Issue #593, opened 2026-07-23
test: live rubric-judge tests flake on real weak/mid-model slips that are not marker regressions


azorej:
Observed during #591 validation (milestone #24). Two key-gated live tests flake on real-model behaviour unrelated to what they lock:

- `test_rubric_judge_live_markers_match_verdicts[weak-...llama-3.3-70b...]`: llama intermittently emits an empty `submit_report` ({}) three times → ERRORED on the `status is COMPLETED` assert. Tool-argument-emission weakness (same family as the earlier met-as-string flake), consistency_rejections == 0.
- `test_rubric_judge_live_recovers_through_forced_retry` (gpt-4.1-mini): the model once genuinely self-contradicted its marker on the retry generation → 1 consistency rejection, harness recovered to COMPLETED, but the test asserts `consistency_rejections == 0`.

Both are the backstops working as designed on flaky real models, not marker/logic regressions. Options: a bounded retry/flaky marker on these two real-model assertions; asserting recovery rather than zero rejections on the forced-retry case; or a steadier weak model. Sampling note from #591: the fragile paths went 9/9 on the shorter pre-#591 prompt vs 7/9 on the revised longer prompt (N=9 — weak-model prompt-length sensitivity worth tracking if it recurs).

**Priority:** P3

Issue #465, opened 2026-07-16
feat: project/task-level rubric-judge customization — first setting: disable judge knowledge search


azorej:
## Context

The rubric judge's tool surface is currently one-size-fits-all: knowledge-base search (TypeSense `search_policy` passthrough / rag `search_kb`) is attached to the judge whenever the agent had a KB, with no per-project or per-task say. For task packs whose rubrics are written to be fully self-contained — every pass-condition and expected detail spelled out in the criteria — judge-side KB search is not just unnecessary cost, it is a correctness risk: the judge can pull policy context the rubric author deliberately superseded and drift away from the rubric's explicit criteria. Task authors need a rubric/judge customization seam at the project and task level; the first concrete setting needed is disabling knowledge search for the judge.

## Deliverables

- [ ] Rubric-judge behavior is customizable in grading configuration at the project level, overridable per task, following the same defaults-merge semantics the project layer already uses for grading defaults.
- [ ] First setting: `disable_knowledge_search` — when enabled, no knowledge-search tool (TypeSense/`search_policy` passthrough, rag `search_kb`, or any future KB backend) is exposed to the judge for that trial; the judge grades from the transcript, state diff, and its remaining read tools.
- [ ] Disabling removes the KB tools from the judge's tool surface entirely (the judge never sees them in its schema) rather than exposing tools that error on call.
- [ ] The effective judge tool gating for each trial is recorded in the trial's judge artifacts, so a reviewer can see whether the judge had KB access and why (config vs. faithful default).
- [ ] Default behavior with the setting absent is byte-for-byte today's behavior (agent had a KB ⇒ judge gets the same KB) — the setting is opt-in and backward compatible.
- [ ] The setting only affects the judge: the agent's tool surface for the same task is untouched.
- [ ] Config validation accepts the new setting and rejects unknown/invalid values loudly at load time, before any judge runs.
- [ ] Grading documentation covers the setting, its project/task layering, and when to use it (self-contained rubrics).

## Acceptance Criteria

- A rubric-graded task with `disable_knowledge_search` enabled completes grading end-to-end, and its judge trajectory contains no KB search tool in the judge's toolset and no KB search calls; grade output is otherwise well-formed.
- Setting it at the project level applies to all the project's tasks; a task-level value overrides the project value in either direction.
- Running an existing task pack with no new configuration produces judge behavior and artifacts identical to before the change.
- A config with a malformed value under the new customization block fails validation with an actionable message naming the field.

## Design Decisions

[...]

Issue #425, opened 2026-07-16
claude-review hygiene lane fails infra-side on every PR (Claude Code action returns is_error:true in ~280ms)


CiroGamboa:
## Symptom
Every PR opened in the last several days fails the `hygiene-review` check with an infra error — the Claude Code action inside `.github/workflows/claude-review.yml` returns `is_error:true` after ~280ms with 0 turns of actual review work, no findings, and `total_cost_usd: 0`. No inline comments are ever posted ("No buffered inline comments").

## Reproduction
Any recent PR:
- #423 → https://github.com/Toloka/tolokaforge/actions/runs/29494487405/job/87608107680 (2026-07-16)
- #414 → https://github.com/Toloka/tolokaforge/actions/runs/29491275959/job/87597718379
- #412 → https://github.com/Toloka/tolokaforge/actions/runs/29494429423/job/87607918694
- #397 → https://github.com/Toloka/tolokaforge/actions/runs/29453460030/job/87481199983
- #393 → https://github.com/Toloka/tolokaforge/actions/runs/29448573298/job/87465120662

Log excerpt:
```
{"type": "system", "subtype": "init", ..., "model": "claude-opus-4-8"}
{"type": "result", "subtype": "success", "is_error": true, "duration_ms": 278, "num_turns": 1, "total_cost_usd": 0, "permission_denials_count": 0}
##[error]Claude result reported subtype success with is_error:true (run did not complete successfully)
```

## Hypotheses
1. `claude-opus-4-8` model ID no longer resolves via the Claude Code action's configured route.
2. `ANTHROPIC_API_KEY` on the runner is missing scope for the pinned model / prompt caching / one of the required beta headers.
3. `.github/workflows/claude-review.yml` needs an update after a Claude Code action version bump — the workflow pins `1281377b9fdacad00368735a20d0d153fa1b82bd`.

## Impact
- Hygiene review provides no value on any PR since the failure started.
- Recent merges (#390, #393, #414) shipped despite red hygiene lanes; team is implicitly ignoring the signal, which is worse than not having the lane.

## Acceptance
- `hygiene-review` runs to completion on a synthetic test PR, posts either "no findings" or actual findings, and returns green.
- OR: the lane is temporarily disabled with an issue link explaining why, so a real red status carries a real meaning.

CiroGamboa:
[...]

Issue #398, opened 2026-07-15
ci(claude-review): hygiene-review action fails at init on every recent PR


CiroGamboa:
## Symptom

`.github/workflows/claude-review.yml` (`anthropics/claude-code-action`) fails at initialization on every recent PR — #386, #390, #393, #397 — with the exact same signature: **`is_error: true` after ~500ms, `num_turns: 1`, `total_cost_usd: 0`, no substantive review output**.

Sample log tail:
```
{
  "type": "result",
  "subtype": "success",
  "is_error": true,
  "duration_ms": 515,
  "num_turns": 1,
  "total_cost_usd": 0,
  "permission_denials_count": 0
}
##[error]Claude result reported subtype success with is_error:true (run did not complete successfully)
##[error]Action failed with error: Claude execution failed: result is_error:true
```

The action calls `claude` once, gets an immediate error result, and exits. It never inspects the diff or produces findings. This suggests a configuration issue with `anthropics/claude-code-action@1281377b9fdacad00368735a20d0d153fa1b82bd` — likely `ANTHROPIC_API_KEY` misconfigured, a token-permission problem, or a version mismatch with the action itself.

## Impact

Every PR shows `hygiene-review: FAILURE`. The check is meaningless — reviewers and merging automation have to manually distinguish "real hygiene violation" from "action broken". So far every hit has been the latter.

Currently blocking PR #397 from a clean-CI merge (all other lanes green: `lint`, `test-smoke`).

## What to check

1. Is `ANTHROPIC_API_KEY` (or whatever secret the action expects) present and unexpired in the repo's Actions secrets?
2. Is the pinned action SHA `1281377b9fdacad00368735a20d0d153fa1b82bd` still functional, or does it need a bump?
3. Any recent change to `.github/workflows/claude-review.yml` that would surface a config gap?

## Acceptance

- A recent PR (or a `[test]` label / re-run) shows `hygiene-review` completing with either an actual review comment or `success` (no findings), not an init-time error.

CiroGamboa:
Closed as resolved by #1337. Verified by the 2026-09-04 triage pass — adversarial critic confirmed the PR addresses the specific defect this issue names; evidence in `~/.claude/notes/triage/2026-09-04-closure-candidates.md`. Reopen if the surface still misbehaves.

PR #594, opened 2026-07-23
feat(grading): revise default judge system prompt — self-contained criteria, transcript-first evidence, positive-evidence rule

### LINKED ISSUE #591: feat: revise default judge system prompt — self-contained criteria, transcript-first evidence, positive-evidence rule
## Context

Field feedback on rubric judging (milestone #24): the default judge prompt should (a) anchor the judge to the criterion text as written (no imported outside expectations, no excusing failures for unnamed reasons), (b) make the transcript + state diff the primary evidence with DB tools reserved for what those don't settle, and (c) add an explicit positive-evidence rule:

> A criterion passes only on positive evidence that the described behavior occurred as stated. If the behavior a criterion describes never occurred in the trajectory, the criterion FAILS — unless the criterion's own text explicitly states that it passes when the situation never arises.

## Deliverable

Replace `_JUDGE_SYSTEM_PROMPT` (tolokaforge/core/grading/judge.py) with the maintainer-supplied text below, adapted ONLY where it conflicts with the enforced submit_report validation contract:

```
You are a strict, evidence-based grading judge. You evaluate an AI agent's
work against a rubric of independent criteria. Each criterion is
self-contained: its text states everything that must be checked. Grade each
criterion exactly as written — nothing more, nothing less. Do not import
outside expectations, and do not excuse a failure for reasons the criterion
does not name. Read each rubric carefully, check the real conversation and
tool calls and don't overthink your decision. Apply criteria - make decision.
Your main evidence is the agent's transcript and the database state diff provided
below, plus read-only database tools. If the transcript and diff settle
every criterion, call submit_report without using tools. Use the database
tools only for evidence the provided context does not settle — for example
absence or invariant checks, or full final values not shown in the
transcript. Never guess and it's better to call the tool if you are not sure.
A criterion passes only on positive evidence that the described behavior
occurred as stated. If the behavior a criterion describes never occurred in
the trajectory, the criterion FAILS — unless the criterion's own text
explicitly states that it passes when the situation never arises.
For every criterion, write the evidence-based justification first and commit
the verdict after it; end each justification with an explicit MET or NOT MET
that must match the submitted flag. When you have judged every criterion,
call submit_report exactly once.
```

**Mandatory contract adaptations (the ONLY sanctioned deviations from the text above):**
1. The final marker sentence must state the enforced marker format: a final `VERDICT: MET` / `VERDICT: NOT MET` line for binary criteria and `SCORE: <value in [0,1]>` for graded ones, matching the submitted field — the validator rejects a bare "MET"/"NOT MET" without the `VERDICT:` prefix (marker-missing → burned retry), and graded rubrics need the SCORE line.
2. Tool-surface phrasing must not contradict #465 gating (KB/workspace tools may be absent from the judge's surface; when offered they remain legitimate evidence sources).
3. `state_diff` is optional per trial — the wording must not promise a diff that may be absent.

## Acceptance criteria

- Live marker acceptance (`tests/integration/test_rubric_judge_live.py`) still green on strong + weak models, `consistency_rejections == 0`.
- A `rejudge` A/B on recorded bundles (old prompt vs new prompt, same judge model) quoted in the PR as the calibration evidence — verdict agreement rate and any per-criterion flips (dogfoods #451; this is exactly its use case).
- Docs that describe the judge prompt/marker contract stay accurate (RUBRIC_GRADING_DESIGN.md).
- No schema or validation change — prompt text only.

**Priority:** P2

azorej:
## Summary

- `_JUDGE_SYSTEM_PROMPT` is replaced with maintainer-supplied text (field feedback): each criterion is self-contained and graded exactly as written (no imported expectations, no excusing failures for unnamed reasons); the transcript and the optional state diff are the primary evidence, with read-only tools reserved for what those don't settle; and an explicit positive-evidence rule — behaviour that never occurred FAILS its criterion unless the criterion's own text says otherwise.
- The maintainer prose is verbatim except three contract-forced adaptations (review-verified byte-for-byte as the only deviations): the marker sentence uses the enforced `VERDICT: MET` / `VERDICT: NOT MET` / `SCORE: <value in [0,1]>` form (a bare "MET" final line would be rejected by the validator and burn a retry), tool phrasing is gating-safe ("any read-only tools you are given" — the surface varies per #465), and the state diff is described as conditional ("when provided" — the opening message omits it when absent).
- Prompt text only: no schema, validation, retry, or tool-surface change. A contract-token unit lock (tokens, deliberately not prose — the wording stays the maintainer's to change) guards the marker forms and the positive-evidence anchors.

## Calibration evidence (real spend)

- **Live acceptance (the bar):** `test_rubric_judge_live_markers_match_verdicts` — mid (`gpt-4.1-mini`), weak (`llama-3.3-70b`), strong (`claude-opus-4.8`) all PASSED, `consistency_rejections == 0` (3 passed in 36.29s).
- **`rejudge` A/B** (the milestone's own replay tool; same two recorded field-report bundles, same judge model `gpt-4.1-mini`, old-prompt working tree vs new-prompt, reconstructed rubric held constant): **agreement 100% (2/2), zero per-criterion flips, `consistency_rejections == 0` on all four replays.** Framing this precisely: the A/B establishes **non-regression plus ground-truth match**, not the flip itself — the old prompt *also* scored `no_internal_references` MET under this schema and model, because the historical false negative was produced by the pre-milestone verdict-before-justification schema on the strong model, and the #449 reorder already corrected it. The new prompt preserves that correction and matches the documented ground truth (both trials genuinely MET).
- **Reconstructed criterion (a hand-reconstructed free variable, held constant across both runs — quoted so reconstruction fidelity is inspectable):**

```yaml
reference: |
  Meridian Hospitality Group's Employee Services policy Core Principles require
  the agent to present all decisions as company policy and to keep internal
  implementation details out of the conversation with the employee: "Do not
  reference internal system names, database fields, or technical identifiers in
  conversation with the employee" and "Do not cite policy section numbers or
  quote from this document verbatim." Grade only the agent's user-facing
  messages to the employee; tool calls, case descriptions, and internal
  arguments are not employee-facing.
criteria:
  - id: no_internal_references
    description: >-
      The agent's messages to the employee expose no internal system names
      (e.g. Salesforce, Workday, Actabl, badge_system), no database field
      names (e.g. Badge_Id__c, Contact_Id, Resolution_Category__c), no
      technical identifiers (badge IDs, case IDs, contact IDs), and no policy
      section numbers or verbatim policy text. Decisions are presented in
      plain, employee-appropriate language.
    kind: binary
    required: true
    weight: 1.0
```

- **Known trade-off (tracked in #593):** repeated sampling of the *fragile* live paths (weak-model tool-arg emission; the forced-retry case) went 9/9 on the old prompt vs 7/9 on the new, longer prompt — neither failure a marker regression (one empty `submit_report` from llama; one genuine mid-flight self-contradiction that the bounded retry caught and recovered, i.e. the backstop working). N=9; worth tracking, not blocking. The prompt text is the maintainer's verbatim contract.

## Discovered issues

- Filed: #593 (live rubric-judge tests flake on real weak/mid-model slips that are not marker regressions; carries the 9/9-vs-7/9 sampling note)
- Fixed in this PR: none beyond scope

## Test plan

- Unit: `uv run pytest tests/unit/grading/ -m unit` (334 passed; new 5-way contract-token lock)
- Integration (key-gated, real spend): acceptance run quoted above
- Post-merge: grading unit suite on the integration branch

Closes #591


azorej:
hygiene-review failure is the known repo-wide infra breakage (#425 / #398) — same init-death signature as every milestone PR. Merging on the PR's own green lanes (lint ✅, test-smoke ✅).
▬▬▬
* What is required
Reproduce, character for character, only the lines of the preceding data that start at the line with "- [ ] Disabling" and end at the line with "- [ ] The setting", both included.

* Exercise output
- [ ] Disabling removes the KB tools from the judge's tool surface entirely (the judge never sees them in its schema) rather than exposing tools that error on call.
- [ ] The effective judge tool gating for each trial is recorded in the trial's judge artifacts, so a reviewer can see whether the judge had KB access and why (config vs. faithful default).
- [ ] Default behavior with the setting absent is byte-for-byte today's behavior (agent had a KB ⇒ judge gets the same KB) — the setting is opt-in and backward compatible.
- [ ] The setting only affects the judge: the agent's tool surface for the same task is untouched.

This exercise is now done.